Methods: We analyzed data from Wellness with Pride (N = 719) collected in 2020/21 from LGBTQ people aged 18 and older living in the U.S. Using Mplus 8, we performed Structural Equation Modeling via Maximum Likelihood Estimation with three latent variables and three observed variables. Measurement models were estimated using CFA for violence experience with two indicators, i.e., verbal and physical violence; for health-promoting behavior with three indicators of physical activity, fruit or vegetable consumption, and healthy sleep hours; and for health-risk behavior with three indicators of smoking, excessive drinking, and drug use. Structural paths were estimated with observed variables of poor mental health, health care access, and physical limitations and disability. The model was estimated holding demographic variables constant.
Results: The sample consists of 41% women, 41% men, and 18% gender diverse participants. Twenty-percent were transgender. Sixty-percent of the sample were lesbian or gay, 20% queer, 13% bisexual, and 7% sexually diverse. CFA displayed good fit to data (RMSEA = .038; CFI = .927; SRMR = .031), and statistically significant measurement paths.
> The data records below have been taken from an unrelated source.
PR #8, opened 2024-04-25
Implement vote and reveal & other improvements

### LINKED ISSUE #7: Hide API key in a local file
It shouldn't be an issue to make Firestore API key public since we have an authentification system but for peace of mind, we should hide the [API Key](https://github.com/PAIR-code/llm-mediation-experiments/blob/3e06de8a8d8a2841e1a036b074cf72a664abf539/webapp/src/lib/api/firebase.ts#L11) in a local file.

### LINKED ISSUE #9: Add script to generate fake experimenters with google.com as a provider
Experimenters authenticate through the google.com popup (which also allows other auth providers). We should create a script to generate fake experimenters with auth providers in order to facilitate development and testing.

However, it seems that creating fake users with an auth provider programmatically is not easy (I did not find how to do it).

TiboX2021:
- [x] Finished the implementation of stages of type `voteForLeader` and `leaderReveal` in order to finish the transition from local demo to backend-based webapp.

- [x] Updated the docker config for the webapp (documentation included in README.md)

- [x] Removed the hardcoded firebase configurations for deployment @ EPFL and included example configuration files (documented in README). Resolves #7 

- [x] Take into account remarks made in #4's thread 

Commit c8384745c1d0cc2b075dfd9347e4f16a3f80b544 resolves #9 

Firestore & cloud functions refactoring will be done in another PR


.vscode/settings.json
```diff
@@ -23,7 +23,7 @@
       "splitTerminals": [
         {
           "name": "firebase",
-          "commands": ["firebase emulators:start"],
+          "commands": ["firebase emulators:start --import ./export"],
```
iislucas, line 26: lets name the export file something more meaningful. e.g. "emulator_test_config" (assuming that's what is in it, which I think it is...).

README.md
```diff
@@ -20,6 +18,8 @@ This is a repository to support collaboration on using LLMs in behavioral econom
 │
 ├── docs       # Documentation
 │
+├── export     # Firebase Authentication export with default google accounts for Auth emulator
```
iislucas, line 21: fix name here too.

README.md
```diff
@@ -50,16 +52,26 @@ Install the firebase cli tools with the following commands:
...
+### Configuration
+
+Create the configuration files for a default firebase project:
+
+```bash
+cp .firebaserc.example .firebaserc
+cp webapp/src/lib/api/firebase-config.example.ts webapp/src/lib/api/firebase-config.ts
 ```
 
+This should be enough for local development with emulators. Be sure to input the correct project id and keys once you actually deploy the project to firebase!
```
iislucas, line 67: Clarify a little more: be sure to update the project ID in the .firebaserc file and keys in ....

README.md
```diff
@@ -50,16 +52,26 @@ Install the firebase cli tools with the following commands:
...
+
 ### Emulators
 
 In order to run offline and for development purposes, we use Java Firebase emulators.
 
 ```bash
-export JAVA_TOOL_OPTIONS="-Xmx4g"  # Set your desired max RAM (here: 4GB)
-firebase emulators:start  # Start the emulators
+firebase emulators:start --import ./export  # Start the emulators and load the default Auth dump
```
iislucas, line 74: fix export filename here too.

README.md
```diff
@@ -138,14 +145,30 @@ Run `ng generate component component-name` to generate a new component. You can
...
+Build the webapp with the following command:
 
-### Further help
+```bash
+# Default build / test the image locally
+ng build --configuration=production
 
-To get more help on the Angular CLI use `ng help` or go check out the [Angular CLI Overview and Command Reference](https://angular.io/cli) page. This project was generated with [Angular CLI](https://github.com/angular/angular-cli) version 16.2.7; it was then updated to Angular 17.
+# Serve the app from the /myapp prefix if you use a k8s cluster that shares the same domain for multiple services.
+ng build --configuration=production --base-href /myapp/
```
iislucas, line 161: Presumably you can run it locally with `ng serve` still also? I think that instruction is probably helpful for fast iteration on the UI (e.g. it has live reload); I think docker based building and serving is useful for easy generic deployment; but probably not needed fore firebase... ?

export/auth_export/accounts.json
```diff
@@ -0,0 +1,47 @@
...
+        {
+          "providerId": "google.com",
+          "rawId": "1651642867512372825802162318175962691422",
+          "federatedId": "1651642867512372825802162318175962691422",
+          "displayName": "Experimenter",
+          "email": "experimenter@google.com"
+        }
+      ],
+      "lastRefreshAt": "2024-04-29T14:23:03.451Z",
+      "salt": "fakeSalttpRdKDA4NS5sxXb2GeoT",
```
iislucas, line 21: Can these fields be skipped?

iislucas: (sald and passwordHash), I'd generally rather avoid such info in a repo, even if it's fake. Or is this needed to login to the emulator?

scripts/package.json
```diff
@@ -0,0 +1,15 @@
+{
+  "name": "scripts",
+  "version": "1.0.0",
+  "description": "",
+  "scripts": {
+    "seed-db": "npx ts-node src/seed-database.ts",
```
iislucas, line 6: is seed-db still used?

scripts/src/admin.ts
```diff
@@ -0,0 +1,35 @@
+/** Load the Firebase app and expose it to scripts */
```
iislucas, line 1: maybe note in the comment the assumption about where this is being run. (I guess it assumes it's being executed from the scripts directory?

scripts/src/seed-database.ts
```diff
@@ -0,0 +1,367 @@
...
+  console.log("Done !");
+};
+
+// ********************************************************************************************* //
+//                                         SEEDER DATA                                           //
+// ********************************************************************************************* //
+
+// Note that this data is hardcoded for now, because the db structure will change in order to be more practical.
+
+const DEFAULT_STAGES = [
```
iislucas, line 65: It's probably good to have this somewhere general, so it can be used in tests, and here, and also to make sure the constant is type-checked; e.g. 

const DEFAULT_STAGES: <the type of a stage>[] = [ ...

scripts/src/seed-database.ts
```diff
@@ -0,0 +1,367 @@
...
+        },
+      ],
+    },
+  },
+];
+
+const DEFAULT_STAGE_MAP = DEFAULT_STAGES.reduce((acc, stage) => {
+  acc[stage.name] = stage;
+  return acc;
+}, {} as Record<string, any>);
```
iislucas, line 247: Don't use `any` types - typescript has great typing support, aim to use it as much as you can. :) 

You can use `Object`, or `unknown`. Better to use "unknown" and then later to typecast to what you want it to be explitily, e.g. `... as Stage[]`. 

Also make sure to add the type for `DEFAULT_STAGE_MAP` too.

scripts/src/seed-database.ts
```diff
@@ -0,0 +1,367 @@
...
+    "4. Post-chat survey": true,
+    "5. Post-discussion leadership survey": true,
+    "6. Vote for the leader": true,
+    "7. Post-discussion work": true,
+    "8. Leader reveal": false,
+    "9. final satisfaction survey": true,
+  },
+};
+
+const DEFAULT_PARTICIPANTS = [
```
iislucas, line 265: Make sure this is typed also.

webapp/src/app/participant-view/participant-stage-view/exp-chat/exp-chat.component.ts
```diff
@@ -72,12 +73,51 @@ const TIMER_SECONDS = 60; // 1 minute between item pairs for discussions
...
+
+    // Initialize the current rating to discuss with the first available pair
+    const { id1, id2 } = this.stage.config.ratingsToDiscuss[0];
+    this.currentRatingsToDiscuss = signal({
+      item1: this.stage.config.items[id1],
+      item2: this.stage.config.items[id2],
+    });
+
+    this.unsubscribeMessages = chatMessagesSubscription(this.stage.config.chatId, (m) => {
+      this.messages.set(extendUntilMatch(this.messages(), m.reverse(), 'uid'));
```
iislucas, line 91: We should maybe chat about using `extendUntilMatch`; from looking at the code, I think it's not strictly an extension; it seems to take old elements up to the when the 'key' (in this case 'uid' in new list matched the old list, and then concat from that point on)... this makes me think this logic is probably slightly wrong as I think two messages by the same person will result in the cut being too early... but I'm not sure if I'm getting the logic... 

I guess my expectation here is that new messages just replace the old ones... why do we need/benefit from this fancy concat logic?

Maybe good to comment on what "m" is, is it a single message? or a set of messages? Maybe a longer variable name would help?

webapp/src/app/participant-view/participant-stage-view/exp-chat/exp-chat.component.ts
```diff
@@ -72,12 +73,51 @@ const TIMER_SECONDS = 60; // 1 minute between item pairs for discussions
...
+
+      // Find if new discuss items message have arrived
+      const last = m.find((m) => m.messageType === MessageType.DiscussItemsMessage) as
```
iislucas, line 94: Don't use the name name for a list of things as a thing in the list :)  (m in this case).  Use a bit more detailed variable names and it'll be easier to understand.

iislucas: I'm also worried that this will simply find the last pair of items, not tell you if there's a new pair of items to discuss...

webapp/src/app/participant-view/participant-stage-view/exp-leader-reveal/exp-leader-reveal.component.ts
```diff
@@ -1,80 +1,66 @@
...
-    //     .every((n) => n === 1);
-    //   // Allow "Next" to be pushed.
-    //   if (isReady) {
-    //     for (const user of users) {
-    //       user.allowedStageProgressionMap[user.workingOnStageName] = true;
-    //     }
-    //   }
-    //   return isReady;
-    // });
+    this.everyoneReachedThisStage = signal<boolean>(false);
```
iislucas, line 52: Maybe add a comment to say that this is signal is expected to be thrown away and replaced OnInit when the stage data is set... ?

iislucas: Might be better to simply not have this initialized... otherwise you risk creating a dependency on the signal and then having the signal value replaced, but the dependency update forgotten about... Alternatively, whenever the stage is set, you write updates from the stage's signal to this signal... (that might be better, then you have the value always defined)

webapp/src/app/participant-view/participant-stage-view/exp-leader-reveal/exp-leader-reveal.component.ts
```diff
@@ -1,80 +1,66 @@
...
+  // Reload the internal logic dynamically when the stage changes
+  @Input({ required: true })
+  set stage(value: ExpStageVoteReveal) {
+    this._stage = value;
+
+    this.stageData = this.stage.config;
+    this.everyoneReachedThisStage = this.participant.everyoneReachedCurrentStage(this.stage.name);
+  }
+
+  private queryClient = injectQueryClient();
```
iislucas, line 29: Needs a comment to say what this is I think.

iislucas: ... I suspect this is not the right design... I think you should be simply be doing a firebase groupQuery for the participants, and then when they are all at done at this stage, you move to the next...

webapp/src/app/participant-view/participant-stage-view/exp-leader-reveal/exp-leader-reveal.component.ts
```diff
@@ -1,80 +1,66 @@
...
-    //       ['vote'],
-    //     ),
-    //   );
+    this.finalLeader = signal<string>('TODO');
+  }
 
-    //   return sorted[0].userId;
-    // });
+  nextStep() {
+    this.mutationReveal.mutate({
```
iislucas, line 59: I think we need a comment to say what/why we are doing this...

iislucas (commented):
Great to see the progress! 

I think there's a few patterns I don't quite get (e.g. the mutation at end of stages when within the nextStep()), might need a video chat about that. 

Some comments/suggestions in the meantime...

.vscode/settings.json
TiboX2021: fixed in 9a95290e5d04a9f824d3501641fb11e7b25e52ff

README.md
TiboX2021: fixed in 9a95290e5d04a9f824d3501641fb11e7b25e52ff

README.md
TiboX2021: Yes, these actually are the production deployment instructions, I forgot to mention the usual `ng serve` / `npm run start` for development...

TiboX2021: clarified in 14e7118ccb970d41a3fd2a439e2538d472e289a4

export/auth_export/accounts.json
TiboX2021: fixed in f5a7d3eb062455978049c0c7aee1e253cddc5cf7

scripts/package.json
TiboX2021: yes, it populates firestore with an initial template + experiment config

scripts/src/admin.ts
TiboX2021: clarified in 6c546282352ff23843530efb9480eddaff2accda

webapp/src/app/participant-view/participant-stage-view/exp-chat/exp-chat.component.ts
TiboX2021: currently, when a participant opens a chat stage, they subscribe to the `n` most recent messages from firestore. On every update, the frontend appends new messages to its list (because from my understanding of firestore, the situation where 2 messages being created in a short span could only trigger one subscription event can happen ?). We can indeed discuss of better ways to handle incoming messages

TiboX2021: `extendUntilMatch` assumes that 2 arrays of objects are "sorted" in a compatible order, and takes from the first array until an object with the same key value as the second array's first element is reached. It then appends all of the second array. It does not do so "in-place", so I agree that "extend" may not be the right word for it...

webapp/src/app/participant-view/participant-stage-view/exp-chat/exp-chat.component.ts
TiboX2021: renamed in 8ef5c53cde2ec9a8f4761e68748efa3b174b8f00

webapp/src/app/participant-view/participant-stage-view/exp-chat/exp-chat.component.ts
iislucas: But isn't "uid" a user's ID? or is it a unique firestore object ID? I think if you did this with a unique message ID, it might be right... But I would suggest a simpler way to do this: take the messages, push into a map by message ID, and then Object.assign to that to get the union, and then re-flatten by message sent timestamp? Then you don't depend on subtle semantics of extendUntilMatch... An important part of this kind of coding is making the semantics as easy to interpret as possible (more time is generally spent reading code than writing code, so optimise for each of reading) ) :)

webapp/src/app/participant-view/participant-stage-view/exp-chat/exp-chat.component.ts
TiboX2021: I track the current pair being discussed through the `participants_ready_to_end_chat` sync document, which also stores the index of the current pair being discussed in the preconfigured chat list. I should remove one of these 2 ways of computing the last pair being discussed, as they are redundant... If we want to keep the one that scans the last `DIscussItemsMessage` as the single source of truth, we could simply use a `WritableSignal` with lodash's deepEq comparison to make sure that the signal triggers on actual changes

webapp/src/app/participant-view/participant-stage-view/exp-chat/exp-chat.component.ts
TiboX2021: in this code, `uid` stands for `unique ID`, I agree that it is misleading. Perhaps using `mid` for `message ID` would be better ?

iislucas: Ah, we may not control that if it's a firebase value... but at least a comment to clarify since uid is so often used for user-id also.

TiboX2021: I could define this function and use it instead of `extendUntilMatch`
```typescript
export const mergeByKey = <T extends object, K extends Indexable<T>>(
  previousArray: T[],
  incomingArray: T[],
  key: K,
): T[] => {
  return Object.values({ ...lookupTable(previousArray, key), ...lookupTable(incomingArray, key) });
};
```

TiboX2021: done in fbd6f6420695b44e45e2662ed8927502f859e681

webapp/src/app/participant-view/participant-stage-view/exp-leader-reveal/exp-leader-reveal.component.ts
TiboX2021: yeah, the idea was to structure the stage flow like so:
1. You fill the stage data as a participant
2. You use a mutation to send your data to the backend / firestore
3. If the mutation was successful, you navigate to the next page

However, I realized later on that participants are not supposed to be able to edit previous stages, so we should be able to simplify this (if the stage is being worked on by the participant, mutation -> navigation. Else, just navigate).

Because the LeaderReveal stage has no data to be filled by the participant, this mutation feels especially heavy (all that work just to update `workingOnStageName`), I will think of lighter alternatives

iislucas: oh I think I see, the point here is that you save the data to firestore at the time the person does the nextStep thing. Previously I did writes when data was edited... might be worth discussing how hard this is, and what the right abstraction is. My default would be that each stage kind has a class, and that class has functions to edit the data, and when edited, that results in a write to Firebase. So the key thing in a nextStep would be to call the corresponding stage instance's nextStep method that would simply mark this stage as complete.

iislucas (approved):

cjqian:
Wow, thank you!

The structural model revealed that experiences of violence had direct effects on increased likelihoods of health-risk behaviors and decreased likelihoods of health-promoting behaviors. Experiences of violence were also associated with decreased likelihoods of access to health care. In addition to these direct effects, violence experiences indirectly affected low health-promoting behaviors and low access to care through its effect on poor mental health (b = 0.176, p<.001). Lower access to care was linked to elevated physical limitations and disability.
Conclusions and Implications: This study provides support for the HEPM as a framework for investigating diverse pathways culminating in adverse health outcomes and highlighting multiple mechanisms of risk. Greater attention to the sequelae of violence among LGBTQ people is warranted. Providers must remain aware of the historical and contemporary contexts in which LGBTQ adults live and the critical role of violence in health disparities. This information is needed to develop tailored interventions that address these mechanisms and result in the reduction of risk-behaviors, promote positive-health behaviors and ensure greater access to care. Testing of both upstream and downstream interventions is necessary to prevent and reduce the likelihood of violence as well as to mitigate its impact on the health and well-being of LGBTQ adults.